Cheney's Rules for the Press

By Dan Froomkin
Special to
Wednesday, February 28, 2007; 2:26 PM

After nine days of almost completely ignoring the small pool of reporters who diligently followed him around through seven countries, Vice President Cheney yesterday finally agreed to a short group interview. But only on one condition: The reporters would have to agree not to tell anyone that the person they talked to was him.

Cheney's insistence on being identified as a "senior administration official" -- even when the transcript shows he spoke in the first person -- is in some ways laughably trivial.

But in other ways, the vice president's decision to extort reporters into a ridiculous agreement reflects the contempt Cheney has for the press corps.

Chicago Tribune reporter Mark Silva, for instance, filed a slew of informative, detailed and richly textured pool reports about the trip -- most of them reposted on the Tribune's Washington-bureau blog, The Swamp.

In one pool report last week, Silva slapped down as absurd rumors in the blogosphere that an earlier briefing he described as being from an administration official had actually been from Cheney himself. "I do not use that term when describing the vice president," Silva wrote.

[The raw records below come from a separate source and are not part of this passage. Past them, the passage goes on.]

PR #1171, opened 2015-03-27
Implemented Enchainment.

joncloud:


teschnei:
eh.. not really how it should be done. you don't really want people popping enchainment to get tp bonus on all their WS right?
i would check to see where blue magic gets their TP from (hopefully its in one function...) and check for enchainment there

joncloud:
I updated the core blue magic calculation.  It looks like Chain Affinity also did not adjust based on the current caster's TP.  I implemented it using BluefTP like the TODO comment suggested.

scripts/globals/bluemagic.lua
```diff
@@ -101,9 +101,19 @@ function BluePhysicalSpell(caster, target, spell, params)
...
     --print("wsc val is ".. WSC);
 
-    -- TODO: If under CA, replace multiplier with fTP(multiplier, tp150, tp300)
+    local multiplier = params.multiplier;
+    
+    -- If under CA, replace multiplier with fTP(multiplier, tp150, tp300)
+    local chainAffinity = caster:getStatusEffect(EFFECT_CHAIN_AFFINITY);
+    if chainAffinity ~= nil then
+        -- Calculate the total TP available for the fTP multiplier.
+        local tp = caster:getTP() + caster:getMerit(MERIT_ENCHAINMENT);
```
teschnei: just need to make sure tp doesn't go over the maximum and then it's good

joncloud:
I did not catch anywhere that declared a constant, so I put a literal in for capping.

But yesterday, when Silva and others were summoned to the front of Cheney's C-17 cargo plane on the flight out of Afghanistan, he found himself forced to change his policy.

"Sometimes, the rules in which we are confined by the White House throw all good reason to the wind," Silva wrote in an e-mail to me early this morning. "I had two options, not to report what the SAO said or to report it by the rules. Felt it was more important to report what was said."

As it turns out, this particular case was so absurd that some reporters -- who weren't directly a party to the agreement -- have blown Cheney's cover sky high.

David E. Sanger writes in the New York Times: "Vice President Dick Cheney, thinly veiled as a 'senior administration official,' told reporters on his plane on Tuesday that it was not correct that he 'went in to beat up on' the Pakistani president, Gen. Pervez Musharraf, for failing to confront Al Qaeda and the Taliban.

"'That's not the way I work,' said Mr. Cheney, violating the first rule of conducting a background interview: never refer to yourself in the first person, when it makes it obvious who is talking. 'The idea that I'd go in and threaten someone is an invalid misreading of the way I do business.'"

Terence Hunt writes for the Associated Press: "Who was the mystery official on Vice President Dick Cheney's plane? There were plenty of clues about his identity if you read a transcript of his remarks. . . .

"The transcript did not spell out why the official on Cheney's plane would not be quoted by name."